"Real World" Java Development?


  • ♿ (Parody)

    As a .NET/Microsoft guy, I've been inside a whole lot of different .NET shops and have seen the way they develop their applications. It's a lot different than what "the bloggers" talk about: no continous integration (doesn't make sense for a business info sys usually), no xUnit tests, no MVC, etc and so on. Most people just use Visual Studio and code. If I were to rely entirely on what I read on the blogs and forums, my impression of .NET development would be completely different than the reality.

    Enter Java, specifically as it relates to enterprise/information systems. I'm trying to learn and understand how companies structure, develop, and deploy their code. According to the bloggers, everyone is using Ant or Maven, Enterprise Beans (or not, they seem to be unpopular), and all sorts of other tools and utilities by apache, sun, etc. I was at a java shop the other day, and learned that their development was much simpler than I immagined:

    • SVN
    • Eclipse w/ Tomcat Plugin
    • Application: 
      • Bunch of Servlet Classes 
      • Bunch of JSP Pages
      • Utilize a few 3rd party helper libs/tools (/lib/*.jar)
    • Handful of jUnit tests, but not really activiely doing them
    • Tomcat

    Nothing else - everything was built by Eclipse through the "Build WAR file" option, then dropped in Tomcat's folder.
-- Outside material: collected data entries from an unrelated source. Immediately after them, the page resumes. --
PR #763, opened 2016-10-10
[webui] Removes recently finished targets polling to improve preformance

saganshul:
Removes recently finished targets polling to improve performance

## Description
This is done because polling this endpoint is not much of importance and also it keeps server busy and hence decreases the performance.

## Reviewers
@delta24 @7a 

## Types of changes

- [ ] Other

### DIFF
--- a/framework/interface/templates/base.html
+++ b/framework/interface/templates/base.html
@@ -124,29 +124,6 @@
         $(selector).prop("disabled", true);
     }
 
-    // Function that fills the recently completed targets
-    function recentlyFinishedTargets() {
-        $.ajax({url: '/api/targets/recent/',
-                ifModified: true,
-                dataType:'json',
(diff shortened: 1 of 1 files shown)


delta24:
@saganshul if you removed the polling, then the feature is not useful anymore, right? Then it would be better to remove it.

saganshul:
@delta24 well I think it will still be useful because recently finished will be present on page load. Other than this what we can do we can increase the timeout period like 5 min or something?

delta24:
@saganshul IMO a better approach would be:
- remove the existing implementation for this
- Make a new notifications center and push all error messages, scan completion messages, etc there

This should use websockets for better performance and low overhead.

saganshul:
@delta24 that approach will be best. I think we should create issue regarding this as new feature and will work on it.

PR #776, opened 2016-11-14
Ignore nohup files

sachinkamath:
## Description

While running OWTF detached from the terminal using `nohup`, it generates a `.out` file. This PR adds this file to `.gitignore`

## How Has This Been Tested?

-NA-

-NA-

## Types of changes

- [x] Other


delta24:
@sachinkamath why are using nohup? Running OWTF as a daemon is a bad idea - you'd want to see the output (if there is!).

sachinkamath:
Ah great. I just wanted to demonize OWTF for using the web interface alone. It'd be really great if we can have an option to explicitly run OWTF as a daemon.

Issue #746, opened 2016-09-30
OWTF startup directory


saganshul:
Ideally, OWTF should never be run from its own directory because it does not make sense.
## Expected Behavior

On running OWTF from it own directory it should print "Please navigate to the working directory for your pentest and then run OWTF like this: /path/to/owtf.py"
This will create an owtf_review directory for that pentest/project"
## Current Behavior

It does not print this message and OWTF as usual.

delta24:
@saganshul @7a should we do something like this? 
1. Normal OWTF run should ask to create a new directory for a pentest (if not already in it).
2. For developers, we should add `--dev` to bypass this check
?

7a:
Even a developer should never run OWTF from its own directory:
We are talking output files being saved in a tool directory :)

I think the best way to avoid this mess is simply to do something like this:
Option 1) Refuse to run OWTF if on the same directory.
or
Option 2) Require an output directory parameter when OWTF is run

Other thoughts in https://github.com/owtf/owtf/issues/766 :)

DarKnight24:
@delta24 Should we refuse to run if on the same directory?

delta24:
@DarKnight24 yes.

delta24:
Fixed in https://github.com/owtf/owtf/pull/789.

PR #779, opened 2016-12-05
Fixes #766. Owtf now refuses to run in its own directory

### LINKED ISSUE #766: OWTF installer recommendation misleads new users
OWTF should never, ever, be run from its own directory, this makes absolutely no sense since that will result in creating the output files for a given pentest within the OWTF directory.

In the real world, an OWTF user should run OWTF *always* like:

cd /path/to/pentest/directory
/path/to/owtf.py

This results in the output files being saved in the correct directory for a given pentest, instead of the OWTF directory.

Unfortunately, the installer is recommending users to do exactly this, which has led to confusion in the past, this should be replaced with an explanation like above:

[*] Start OWTF by running './owtf.py' in parent directory

We had even distro maintainers trying to call OWTF like this, maybe we should even go a step further and literally refuse to run OWTF when it is on its own directory.

Thoughts? :)

ujjwal96:
## Description

Whenever owtf is run from its own directory it exits giving an error message.
Also the message after installation is not misleading anymore.

## Related Issue

#766 #746

### DIFF
--- a/owtf.py
+++ b/owtf.py
@@ -255,4 +255,9 @@ def main(args):
 
 
 if __name__ == "__main__":
+
+    if 'owtf.py' in os.listdir(os.getcwd()) or 'owtf' == os.getcwd()[:-4:]:
+        usage("Start owtf in a different directory. 'cd /path/to/pentest/directory' \n'/path/to/owtf.py'")
+        exit(-1)
+
     main(sys.argv)
--- a/install/install.py
+++ b/install/install.py
@@ -116,7 +116,7 @@ def finish(error_code):
             Colorizer.normal("[*] Visit https://github.com/owtf/owtf for help ")
         else:
             Colorizer.success("[*] Finished!")
-            Colorizer.info("[*] Start OWTF by running './owtf.py' in parent directory")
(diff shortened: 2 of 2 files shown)


ujjwal96:
@delta24 Can you review this and tell me if there's anything else that needs to be done?

DarKnight24:
@ujjwal96 This is not the correct fix for #766.

ujjwal96:
@DarKnight24 What needs to be done?
The description said that owtf should refuse to run when in its own directory. I also changed the message that comes after the installation.

DarKnight24:
@ujjwal96 have a look at issue #746

owtf.py
```diff
@@ -255,4 +255,9 @@ def main(args):
 
 
 if __name__ == "__main__":
+
+    if 'owtf.py' in os.listdir(os.getcwd()) or 'owtf' == os.getcwd()[:-4:]:
```
DarKnight24: What is the use of second condition?

delta24:
Closing in favor of a duplicate, recent PR.

ujjwal96:
@delta24 Would you mind telling me how the recent PR was a better way to do it? I'd like to keep those things in mind for my future PRs, if any :)

PR #789, opened 2016-12-23
Fixes #766. OWTF will never run within its own directory.

### LINKED ISSUE #766: OWTF installer recommendation misleads new users

affinity7:
The OWTF will exit if executed from its directory

## Description

Added a check confirming the OWTF is not executed from its directory.

## Related Issue

#766  #746 

## Reviewers

@delta24 @DarKnight24 @7a 

## How Has This Been Tested?

Tested it by running it from different directories.

## Types of changes

- [ ] Other

### Checklist:

### DIFF
--- a/owtf.py
+++ b/owtf.py
@@ -255,4 +255,9 @@ def main(args):
 
 
 if __name__ == "__main__":
+
+    if os.path.dirname(os.path.abspath(sys.argv[0])) == os.getcwd():
+        usage("Start owtf in a different directory. 'cd path/to/pentest/directory; ./path/to/owtf.py'")
+        exit(-1)
+
     main(sys.argv)
--- a/owtf.py
+++ b/owtf.py
@@ -255,9 +255,7 @@ def main(args):
 
 
 if __name__ == "__main__":
-
-    if os.path.dirname(os.path.abspath(sys.argv[0])) == os.getcwd():
+    if os.getcwd().find(os.path.dirname(os.path.abspath(sys.argv[0])))==0:
         usage("Start owtf in a different directory. 'cd path/to/pentest/directory; ./path/to/owtf.py'")
         exit(-1)
-
     main(sys.argv)
--- a/owtf.py
+++ b/owtf.py
@@ -255,7 +255,7 @@ def main(args):
 
 
 if __name__ == "__main__":
-    if os.getcwd().find(os.path.dirname(os.path.abspath(sys.argv[0])))==0:
+    if os.getcwd().find(os.path.dirname(os.path.abspath(sys.argv[0]))) == 0:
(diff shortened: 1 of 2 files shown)


owtf.py
```diff
@@ -255,4 +255,9 @@ def main(args):
 
 
 if __name__ == "__main__":
+
```
DarKnight24: Do not add line after the function name. Remove this extra line.

owtf.py
```diff
@@ -255,4 +255,9 @@ def main(args):
...
+    if os.path.dirname(os.path.abspath(sys.argv[0])) == os.getcwd():
```
DarKnight24: Instead of this check, check if OWTF is ran from its directory/sub-directories. Check for the substring, @delta24 what is your view?

delta24: @DarKnight24 what substring?

DarKnight24: If executed file folder is substring of current working directory, it is so then we can say that OWTF is ran from its directory or subdirectory.

delta24: ok, that makes sense.

owtf.py
```diff
@@ -255,9 +255,7 @@ def main(args):
 
 
 if __name__ == "__main__":
-
-    if os.path.dirname(os.path.abspath(sys.argv[0])) == os.getcwd():
+    if os.getcwd().find(os.path.dirname(os.path.abspath(sys.argv[0])))==0:
```
delta24: Spaces around the comparison missing.

owtf.py
```diff
@@ -255,4 +255,7 @@ def main(args):
 
 
 if __name__ == "__main__":
+    if os.getcwd().find(os.path.dirname(os.path.abspath(sys.argv[0])))==0:
+        usage("Start owtf in a different directory. 'cd path/to/pentest/directory; ./path/to/owtf.py'")
+        exit(-1)
```
delta24: Use `sys.exit` here. (exit is a helper for the interactive shell - sys.exit is intended for use in programs.)

delta24:
@affinity7 Thank you for the PR :)!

    So, my question is.... what do the java development environments/stacks look like at places you'e worked or seen? Like .NET, is the "blogger" view of Java developmet much different than the real world?



  • There are java shops that use just the basics, as described above. Other always follow the trend, use JSF and Struts and Spring etc. In my experience, it's the first kind of shop that gets things done.
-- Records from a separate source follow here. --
PR #793, opened 2017-01-03
React Documentation

saganshul:
PR submits the functional documentation for React Code written(New UI)

## Reviewers
@delta24 @7a @DarKnight24 

## Types of changes

- [x] Other

### DIFF
--- a/includes/src/Dashboard/Chart.js
+++ b/includes/src/Dashboard/Chart.js
@@ -1,6 +1,12 @@
 import React from 'react';
 import {Pie} from 'react-chartjs';
 
+/**
+ *  React Component to create one entry of chart legend.
+ *  It is child components which is used by ChartLegend Component
+ *  Receives {"color": <color hex>, "id": <id>, "value": <int>, "label": <severity>} as an JS object where color represent color of that severity.
+ */
+
 class Severity extends React.Component {
 
     render() {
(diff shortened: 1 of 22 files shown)


delta24:
@saganshul the docs look complete. Before I merge, have you used React without the JSX syntax?

saganshul:
@delta24, No, I am using JSX. You can see my every render function, it is JSX.

delta24:
Then the file extensions should be ideally `.jsx`, right?

saganshul:
Well It doesn't mater actually. But I can explain why I use .js instead.

We're going to have less trouble if we use .js for both JS and JSX. Also, to me it makes sense because we're processing both with the same Babel configuration anyway (or we could parse JSX files with a separate configuration, though I'm not sure if that's worth it).
With .jsx we'd either have to remember to put the extension when importing modules:
> import foo from './foo.jsx';

or we'd have to configure our loader to look for .jsx extension as well. Also, sometimes we are not really sure whether we're going to write some JSX in a file, so we might use the .js extension at first, then changing it to .jsx later would be an unnecessary "move" change in version control. Another example, if we tests have both .js and .jsx files, we'd probably have to put extra effort to run all files, not just .js.

delta24:
@saganshul This [thread](https://github.com/facebook/react/issues/3582#issuecomment-89411479) sums up why using `.js` extension for JSX code is bad.

Can you convert it to have `.jsx` everywhere?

  • I think you will see that everywhere, no matter what language.

    Although i have to say that at the shop where i work we do actually use unit testing and proper development, ... most of the time.  But has more to do with what the budget and deadline for a project then what the norm is. But i guess at my shop we deliver to a segment of the market that would slap us silly if we didn't. 


  • ♿ (Parody)

    @stratos said:

    think you will see that everywhere, no matter what language.

    I'm not really surprised about this fact... but the problem is, I'm having a hard time figuring out what "stacks" people acutally use. No one writes a blog post that says, "we just use Tomcat, Servlets, and JSP".
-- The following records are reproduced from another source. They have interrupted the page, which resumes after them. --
PR #800, opened 2017-01-08
Fixes #790. Moved default config files to configuration folders and checks for user profiles.

### LINKED ISSUE #790: [config] Move the framework configuration file out of framework directory
The `framework_config.cfg` file is currently inside the `framework/config` directory which is bad.
Instead there should be a default configuration file which is there and the user modified configuration file is not committed.

 The `-m` profiles option provides this functionality for the loading user profiles but not the framework configuration.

    I'm just trying to figure out what technologies/techniques/components are generally tied together to make Java applications. What are common stacks have you seen for different projects?


  • Garbage Person

    In general, the Java stack as I see it in practice looks like this (rendered from the top down):

    <garbled mess of trendy frameworks, etc.>
    JSP/Servlets
    Tomcat
    Apache2
    Ubuntu, Debian, CentOS, Fedora or RedHat

     

    The garbled mess at the top usually has at least one of everything you've heard of, plus 2 or 3 things you haven't.


  • ♿ (Parody)

    Our stack is Eclipse, svn, ant, JSF, Tomcat, JBoss, Seam, Hibernate, RichFaces, RHEL4.  There are some unit tests, championed by one of the lead developers, but I don't think they're very comprehensive, although I believe he did set up CruiseControl, though I'm not sure that it really has any effect.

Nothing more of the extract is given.